**ABOUT THIS EXERCISE**
Return every line from the records below in which the word "ctgB" is found.

Collected data entries
PR #1194, opened 2020-09-11
Center moveTo region bugfix

### LINKED ISSUE #1188: Click and drag on overview bar not producing expected navigation with multiple displayed regions
Using

```
MODEL.views[0].setDisplayedRegions([{refName: "ctgA", start: 0, end: 20000, reversed: false, assemblyName: "volvox"}, {refName: "ctgB", start: 0, end: 2000, reversed: false, assemblyName: "volvox"}])
```

Dragging over ctgB:500-1500 in the overview bar results in the wrong region being zoomed

Here is a screenshot when I performed this
t123

Appears reproducible from a plain startup of volvox

Found with @teresam856 while doing work on centerAt

garrettjstevens:
This fixes #1188, which looks like it was introduced in 69fa77d88b277914c9d7be3e09cd34d661cf6f69. This is the same idea as 69fa77d88b277914c9d7be3e09cd34d661cf6f69 (in moveTo, center a region that's smaller than the screen width), implemented in a different way.

Also includes a small fix since my editor was warning me that `event.keyCode` is deprecated.

### DIFF
--- a/packages/core/ui/EditableTypography.tsx
+++ b/packages/core/ui/EditableTypography.tsx
@@ -79,12 +79,9 @@ const EditableTypography = React.forwardRef(
     }
 
     function handleKeyDown(event: React.KeyboardEvent<HTMLInputElement>) {
-      // "Enter"
-      if (event.keyCode === 13) {
+      if (event.key === 'Enter') {
         inputNode && inputNode.blur()
-      }
-      // "Esc"
-      else if (event.keyCode === 27) {
+      } else if (event.key === 'Escape') {
         setEditedValue(undefined)
         setBlur(true)
       }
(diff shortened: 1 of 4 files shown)


cmdcolin:
The current code doesn't have to condition on minBpPerPx, but clearly it has a bug related to #1188 

Is it possibly to do it so we don't condition on minBpPerPx or is that required

garrettjstevens:
I'm not sure I understand. We only need to worry about centering the requested `moveTo` region if the requested region is smaller than the screen width (i.e. the target zoom level is less than the minimum zoom level). Otherwise the requested region will just fill the whole screen and we don't have to worry about centering.

cmdcolin:
That is true. I guess what I mean is the logic in the current code is to "always center on the requested region", which is why it does a end-start/2 basically in the current code

This might not make sense though...can go forward with this pr

PR #1200, opened 2020-09-11
Use build framework for more plugins

garrettjstevens:
This uses the framework introduced in #1180 to add a build system to more of the plugins. A couple notable things:

* When all packages are built using `yarn build` in the root, it now constructs a dependency graph and builds them in that order, regardless of whether they are plugins, packages or products.
* Had to replace `require`s with `import` statements for the built versions to work. These were used in a few places to do `jbrequire(require('./someFile))`.


rbuels:
looks good.

Issue #1197, opened 2020-09-11
jbrowse-cli will not be able to listVersions past pagination boundary


cmdcolin:
Currently jbrowse-cli uses listVersions but this will not obtain releases past a pagination boundary, e.g. github doesn't actually give all tags in a single request

If we want to do it properly there are a couple options

-iterate the pagination
-maintain our own little json file with the releases and URLs
-keep things as is and only get the first page of pagination

In the worst case jbrowse create foldername would not get any jbrowse-web releases, but I think this might not happen due to the way lerna releases things. I think that, if core changes, all dependants get published. This is actually pretty crazy and results in the "storm of tags" thing but seems like how it is done

garrettjstevens:
If we do pagination, we can probably paginate until we find a JBrowse Web release, unless the --listVersions flag is passed, and then it will go over all pages.

cmdcolin:
Fixed by #1208 and 259843c7c4150eaa038dae8fc8c0196e6bafdb37 on master :)

Feel free to test

cmdcolin:
Should now only download as many pages as needed to get a @gmod/jbrowse-web release

PR #1208, opened 2020-09-14
GitHub paginate

cmdcolin:
This is a method to paginate multiple pages of output from Github

It fetches one page at a time with await in loop and stops when it gets an empty array response

Check `curl "https://api.github.com/repos/GMOD/jbrowse-components/releases?page=2"` for example of the empty response

### DIFF
--- a/products/jbrowse-cli/src/base.ts
+++ b/products/jbrowse-cli/src/base.ts
@@ -57,7 +57,10 @@ export default abstract class JBrowseCommand extends Command {
     }
     if (locationUrl) {
       const response = await fetch(locationUrl)
-      return response.json()
+      if (response.ok) {
+        return response.json()
+      }
+      throw new Error(`${response.statusText}`)
     }
     return fsPromises.readFile(location, { encoding: 'utf8' })
   }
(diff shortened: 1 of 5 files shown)


cmdcolin:
Fixes #1197

cmdcolin:
Note that they allude to some custom HTTP response header "Link" in their docs that is supposed to tell you next, last page but it's sort of unreliable afaik. Looping until empty response seems fine

products/jbrowse-cli/src/base.ts
```diff
@@ -47,7 +57,10 @@ export default abstract class JBrowseCommand extends Command {
     }
     if (locationUrl) {
       const response = await fetch(locationUrl)
-      return response.json()
+      if (response.ok) {
+        return response.json()
+      }
+      throw new Error(`${response.statusText}`)
```
cmdcolin, line 63: Note that these extra checks for response.ok are added

products/jbrowse-cli/src/base.ts
```diff
@@ -68,6 +81,7 @@ export default abstract class JBrowseCommand extends Command {
           if (response.ok) {
             return locationUrl.href
           }
+          throw new Error(`${response.statusText}`)
```
cmdcolin, line 84: Note that these extra checks for response.ok are added

Issue #1178, opened 2020-09-03
Rubberband guide not accurate


cmdcolin:
Set some alternate displayed regions

```
MODEL.views[0].setDisplayedRegions([
{ assemblyName: 'volvox', refName: 'ctgA', start: 5000, end: 10000 },
{ assemblyName: 'volvox', refName: 'ctgA', start: 30000, end: 35000 },
])
```

The coordinate displayed in the popup is not the right bp in either column, should probably use a full pxToBp or something like this. Could display refName too (only when multiple refs are used or always, not sure)

![t1](https://user-images.githubusercontent.com/6511937/92184348-eebcc680-ee1e-11ea-8178-3052bad159f1.png)

cmdcolin:
In case it's not clear, the "guide" is the mouseover thing when hovering the scale bar

cmdcolin:
@teresam856 this might be a good issue for you also while looking at the other rubberband bar related things

teresam856:
@cmdcolin I can take a look.  Are the calculations of the x axis not accurate?

cmdcolin:
Probably add refName to the guide also

teresam856:
Guides are now displaying accurate BP and popovers contain RefNames

- Vertical Guides

<img width="1440" alt="RubberBandGuide1" src="https://user-images.githubusercontent.com/45598764/93514640-4b6ab780-f8dc-11ea-8add-fd5dff458165.png">
<img width="1437" alt="RubberBandGuide2" src="https://user-images.githubusercontent.com/45598764/93514648-4dcd1180-f8dc-11ea-8c29-7688d06f12fd.png">
<img width="1434" alt="RubberBandGuideFlipped" src="https://user-images.githubusercontent.com/45598764/93514656-502f6b80-f8dc-11ea-8d4a-1964335b8518.png">

- Mouse Dragging Guides

<img width="1438" alt="RubberBandMouseDraggingGuideRegionFlipped" src="https://user-images.githubusercontent.com/45598764/93514473-1b231900-f8dc-11ea-9c76-0fa418b89f5b.png">
<img width="1426" alt="RubberBandMouseDraggingGuide" src="https://user-images.githubusercontent.com/45598764/93514486-1eb6a000-f8dc-11ea-8b96-c721d5e44ea6.png">
[...]

PR #1209, opened 2020-09-14
Rubberband guide 1178

teresam856:
In this PR:
[Issue 1178](https://github.com/GMOD/jbrowse-components/issues/1178)

RubberBand.tsx
- modified vertical guide to include refname
- need to add start to the guide px offset to fix the bug

Without refName
ruuberband_guide

withRefName
rubberband_guide_with_refname


cmdcolin:
Nice start...can you test with the display horizontally flipped, see screenshot. I think it ends up that just adding start to the offset ends up not working in this case

t111

teresam856:
@cmdcolin Got it, I see the issue when flipping it horizontally. Will look into that.

plugins/linear-genome-view/src/LinearGenomeView/components/OverviewRubberBand.tsx
```diff
@@ -164,10 +164,12 @@ function OverviewRubberBand({
           <Tooltip
             open={!mouseDragging}
             placement="top"
-            title={Math.max(
+            title={`${overview
+              .pxToBp(guideX)
+              .refName.toLocaleString()} ${Math.max(
```
cmdcolin, line 169: refName probably doesn't need toLocaleString

cmdcolin: (toLocaleString is only needed for numbers, it adds commas to long numbers, etc. Note that any use of this should use value.toLocaleString('en-US'))

That is using the US system of comma-fying long numbers which is US biased but it's just how the rest of the app displays numbers now

cmdcolin:
This looks good. I pushed a couple commits to the branch to possibly help

Can you review these two commits and retest and see if this still is ok?

teresam856:
@cmdcolin sure thing

cmdcolin:
this looks good to me now, want to go ahead and merge? should be able to fix the dotplot flaky separately

Issue #908, opened 2020-05-05
For breakpoint split view, use getBoundingClientRect of track div instead of calculating full layout all tracks in view


cmdcolin:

**EXPECTED ANSWER**
MODEL.views[0].setDisplayedRegions([{refName: "ctgA", start: 0, end: 20000, reversed: false, assemblyName: "volvox"}, {refName: "ctgB", start: 0, end: 2000, reversed: false, assemblyName: "volvox"}])
Dragging over ctgB:500-1500 in the overview bar results in the wrong region being zoomed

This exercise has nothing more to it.